*TASK STATEMENT*: Your task is to copy every line of the entries that contains "read".

[Saved data entries]
PR #1254, opened 2024-12-02
skip rotation for read Apis

paragjain0910:
## Description

This PR targets to only rotate the token on calls to  PUT/POST/DELETE in system namespace

* Related Issue / Ticket / Trello card: https://trello.com/c/bimNtIHi/3647-repct-skip-system-token-rotation-in-read-only-apis

## How to test 

1. Show that calls to systems/ APIs don't rotate the token, only to [PUT/POST /systems/*](https://scc.suse.com/connect/v4/documentation#/systems/put_systems):

2. PUT /systems , PUT/POST/DELETE /systems/products

3. POST /systems/products/synchronize

4. Show that the current token gets returned in the response header

5. ~~Have it well documented in swagger~~ (RMT has no swagger)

*SOLUTION FOR THIS EXERCISE*:
skip rotation for read Apis
* Related Issue / Ticket / Trello card: https://trello.com/c/bimNtIHi/3647-repct-skip-system-token-rotation-in-read-only-apis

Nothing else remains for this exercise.